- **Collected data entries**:
::::::
PR #472, opened 2026-02-23
Replace goto with exit statement

MikaelMayer:
Replace `goto` with `exit` statement

The Imperative dialect's `goto` statement only supported forward jumps to labels, which was an awkward fit for structured control flow. This PR replaces it with an `exit` statement that exits the nearest enclosing block with a matching label (or the nearest block if no label is given).

The evaluator skips remaining statements when an exit is active and propagates upward through blocks until a matching block consumes it. The DDM syntax changes from `goto label;` to `exit label;`. The BoogieToStrata tool wraps block sequences in labeled wrappers so that Boogie's forward gotos translate correctly to exit semantics.

Unused helpers (`hasLabel`, `hasLabelInside`) were removed and stale comments updated.

Existing tests pass, test programs updated to exercise the new semantics.

### DIFF
--- a/Strata/Languages/Core/DDMTransform/ASTtoCST.lean
+++ b/Strata/Languages/Core/DDMTransform/ASTtoCST.lean
@@ -854,7 +854,7 @@ partial def stmtToCST {M} [Inhabited M] (s : Core.Statement)
       let labelAnn : Ann String M := ⟨default, l⟩
       pure (.exit_statement default labelAnn)
     | none =>
-      pure (.exit_statement default ⟨default, ""⟩)
+      pure (.exit_unlabeled_statement default)
   | .funcDecl decl _md => funcDeclToStatement decl
 
 partial def blockToCST [Inhabited M] (stmts : List Core.Statement)
--- a/Strata/Languages/Core/DDMTransform/Grammar.lean
+++ b/Strata/Languages/Core/DDMTransform/Grammar.lean
@@ -228,6 +228,7 @@ op call_unit_statement (f : Ident, expr : CommaSepBy Expr) : Statement =>
 op block (c : Seq Statement) : Block => "{\n  " indent(2, c) "}";
 op block_statement (label : Ident, b : Block) : Statement => label ": " b:0 "\n";
 op exit_statement (label : Ident) : Statement => "exit " label ";\n";
+op exit_unlabeled_statement : Statement => "exit;\n";
 
 category SpecElt;
 category Free;
--- a/Strata/Languages/Core/DDMTransform/Translate.lean
+++ b/Strata/Languages/Core/DDMTransform/Translate.lean
@@ -1143,6 +1143,9 @@ partial def translateStmt (p : Program) (bindings : TransBindings) (arg : Arg) :
     let l ← translateIdent String la
     let md ← getOpMetaData op
     return ([.exit (some l) md], bindings)
+  | q`Core.exit_unlabeled_statement, #[] =>
+    let md ← getOpMetaData op
+    return ([.exit none md], bindings)
   | q`Core.funcDecl_statement, #[namea, _typeArgsa, bindingsa, returna, precondsa, bodya, _inlinea] =>
     let name ← translateIdent Core.CoreIdent namea
     let inputs ← translateMonoDeclList bindings bindingsa


Strata/DL/Imperative/Stmt.lean
```diff
@@ -117,30 +116,6 @@ end
 
 ---------------------------------------------------------------------
 
-/--
-`Stmt.hasLabel label s` checks whether statement `s` is a block labeled
-`label`. -/
-def Stmt.hasLabel : String → Stmt P C → Bool
```
MikaelMayer, line 124: We dropped these as they became dead code. They were used to skip statements until a label was found.  Same for the other functions below, they were used in type checking of goto statements.

Strata/Transform/DetToNondetCorrect.lean
```diff
@@ -161,20 +166,28 @@ theorem StmtToNondetCorrect
...
+        cases Heval with | block_sem h => exact ⟨_, h⟩
+      have Hδ : _ = δ := EvalBlock_noFuncDecl_preserves_δ extendEval bss δ _ σ σ' _ Hno Heval_inner
       specialize ih (Block.sizeOf bss) (by simp_all; omega)
       apply (ih _ _).2
-      omega
-      exact Hno
-      rw [← Hδ]; exact Heval
+      · omega
+      · exact Hno
+      · rw [← Hδ]; sorry
```
MikaelMayer: I think this will be irrelevant when we will merge the deterministic tree with the nondeterministic one, so I'm ok with this sorry.

Strata/DL/Imperative/StmtSemanticsSmallStep.lean
```diff
@@ -104,7 +104,7 @@ inductive StepStmt
       (.stmt (.loop g m inv body _) σ δ)
       (.terminal σ δ)
 
-  /- Goto: not implemented, because we plan to remove it. -/
+  /- Exit: not yet implemented in small-step semantics. -/
```
atomb: This definition of the semantics is the one I consider the current, standard semantics, even though the other definition is the one referred to by the call elimination proof. So this is the one I hoped you'd fill in as part of this PR, rather than the other one. Sorry for lack of clarity about that!

Strata/Languages/Core/Core.lean
```diff
@@ -26,8 +26,8 @@ open Strata
 
 3. Strata.Core does not (yet) support polymorphism.
 
-4. Strata.Core does not (yet) support arbitrary gotos. All gotos must
-   currently be to labels later in the program.
+4. Strata.Core supports `exit` statements that exit the nearest enclosing
+   block with a matching label (or the nearest block if no label is given).
```
atomb, line 30:
```suggestion
   block with a matching label (or the nearest block if no label is given).
   Strata does not support arbitrary `goto` statements.
```

Strata/Languages/Core/StatementType.lean
```diff
@@ -154,13 +154,9 @@ where
             -- Add source location to error messages.
             .error (errorWithSourceLoc e md)
 
-        | .goto label md => do try
+        | .exit _label md => do try
```
atomb: I think we should still check that this is a valid label to exit to.

Strata/DL/Imperative/StmtSemantics.lean
```diff
@@ -17,97 +17,131 @@ namespace Imperative
...
+any block. An `exit l` matches a block labeled `l`. -/
+def ExitStatus.consumedBy : ExitStatus → String → ExitStatus
+  | .normal, _ => .normal
+  | .exiting .none, _ => .normal
+  | .exiting (.some l), blockLabel => if l == blockLabel then .normal else .exiting (.some l)
+
 mutual
 
+/-
+Theorem: exit semantics are well-defined and compositional.
```
joscoh: Is this an actual theorem? If so, can you point to it?

Strata/DL/Imperative/StmtSemantics.lean
```diff
@@ -17,97 +17,131 @@ namespace Imperative
...
+3. When an exit is active, remaining statements in a block are skipped
+4. A block consumes the exit if the label matches (or exit has no label)
+5. Exit does not modify the store or evaluator
+6. Non-exit statements produce `normal` exit status
+-/
+
 /--
-An inductively-defined operational semantics that depends on
-environment lookup and evaluation functions for expressions.
+An inductively-defined operational semantics with exit support.
```
joscoh: I don't think the docstring should be changed here (the `exit` info can be added, but not in place of the existing description), particularly because this gets fed into the documentation.

Strata/DL/Imperative/StmtSemantics.lean
```diff
@@ -17,97 +17,131 @@ namespace Imperative
...
-    -- For example, if we require definedness on a block, then we won't be able to evaluate
-    -- a block containing init x; havoc x, because it will require x to exist prior to the block
     isDefinedOver (HasVarsImp.modifiedVars) σ c →
     ----
-    EvalStmt P Cmd EvalCmd extendEval δ σ (Stmt.cmd c) σ' δ
+    EvalStmt P Cmd EvalCmd extendEval δ σ (Stmt.cmd c) σ' δ .normal
 
   | block_sem :
-    EvalBlock P Cmd EvalCmd extendEval δ σ b σ' δ' →
+    EvalBlock P Cmd EvalCmd extendEval δ σ b σ' δ' exit →
```
joscoh: This is minor, but it took me a bit realize this is an arbitrary exit status rather than `.exiting`. IMO renaming to `e` here would be clearer.

StrataTest/Languages/Core/Examples/Exit.lean
joscoh, line 1: Maybe the name of this file should be changed?

joscoh (dismissed):

StrataTest/Languages/Laurel/Examples/Fundamentals/T4_LoopJumps.lean
```diff
@@ -40,7 +40,7 @@ procedure whileWithBreakAndContinue(steps: int, continueSteps: int, exitSteps: i
 -- #eval! testInput "LoopJumps" program processLaurelFile
 
 /-
-Translation towards SMT:
+Translation towards SMT (TODO: update to use exit semantics):
```
atomb: It looks to me like it's already been updated to use exit semantics. Is this an obsolete comment from before you made that change?

Tools/BoogieToStrata/Source/StrataGenerator.cs
atomb, line 1: Could you add an unstructured Boogie program, with only forward gotos, as a test in the `BoogieToStrata` project? The new logic you've added here is complex enough that I'd like more evidence that it's correct.

atomb (changes requested):
This is a very nice improvement! I'd like to see a few more things, though:
* A test of the new functionality in `BoogieToStrata`
* Checking validity of exit labels in the type checker
* Small-step instead of big-step semantics. I think I'd even prefer to leave out the changes to the big-step semantics you made, though I'm sorry for that to have been wasted effort.

atomb:
I think the test failure is occurring because the expected output file for `BoogieToStrata` should contain the output of `StrataVerify`, not the translated Core program. Otherwise I think this is looking great!

Strata/DL/Imperative/StmtSemanticsSmallStep.lean
MikaelMayer: Done. Reverted the big-step changes and implemented exit in the small-step semantics instead. Added `Config.exiting` and `Config.block` to track exit propagation and block label consumption.

It matches what B3 was doing, although we might need to do more checks once we use the semantics to validate the interpreter. But I think it's good like that.

Tools/BoogieToStrata/Source/StrataGenerator.cs
MikaelMayer: Added `ForwardGotos.bpl` with four procedures covering simple forward skip, diamond pattern, chained gotos, and block skipping.

Strata/Languages/Core/StatementType.lean
MikaelMayer: Done. The type checker now threads enclosing block labels and validates that exit targets a label in scope. Unlabeled exit requires being inside at least one block.

Strata/DL/Imperative/StmtSemantics.lean
MikaelMayer: Reverted the big-step exit changes per Aaron's request, so the original docstring is back.

Strata/DL/Imperative/StmtSemantics.lean
MikaelMayer: Reverted the big-step exit changes per Aaron's request, so this is obsolete.

Tools/BoogieToStrata/Source/StrataGenerator.cs
```diff
@@ -984,9 +1005,85 @@ private void EmitBigBlock(BigBlock bigBlock) {
         }
     }
 
+    /// <summary>
+    /// Collect all forward goto target labels from a list of big blocks.
+    /// </summary>
+    private static HashSet<string> CollectGotoTargetsFromBigBlocks(IList<BigBlock> bigBlocks) {
```
joscoh: Minor, but this is essentially the same function as `CollectGotoTargets` and they could probably be merged

MikaelMayer: Done

MikaelMayer: https://github.com/strata-org/Strata/pull/472/commits/367f7b4baead891b62282e534469f1e24f61a4d9

atomb (approved):

pr472-review-comments.md
joscoh, line 1: You should not commit this file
::::::
- **What is needed**:
Among the records above, a stretch begins at the line containing "--- a/Strata/Languages/Core/DDMTransform/ASTtoCST.lean" and ends at the line containing "--- a/Strata/Languages/Core/DDMTransform/Grammar.lean". Restate that stretch word for word, and nothing else.

- **Solution to the exercise**:
--- a/Strata/Languages/Core/DDMTransform/ASTtoCST.lean
+++ b/Strata/Languages/Core/DDMTransform/ASTtoCST.lean
@@ -854,7 +854,7 @@ partial def stmtToCST {M} [Inhabited M] (s : Core.Statement)
       let labelAnn : Ann String M := ⟨default, l⟩
       pure (.exit_statement default labelAnn)
     | none =>
-      pure (.exit_statement default ⟨default, ""⟩)
+      pure (.exit_unlabeled_statement default)
   | .funcDecl decl _md => funcDeclToStatement decl
 
 partial def blockToCST [Inhabited M] (stmts : List Core.Statement)
--- a/Strata/Languages/Core/DDMTransform/Grammar.lean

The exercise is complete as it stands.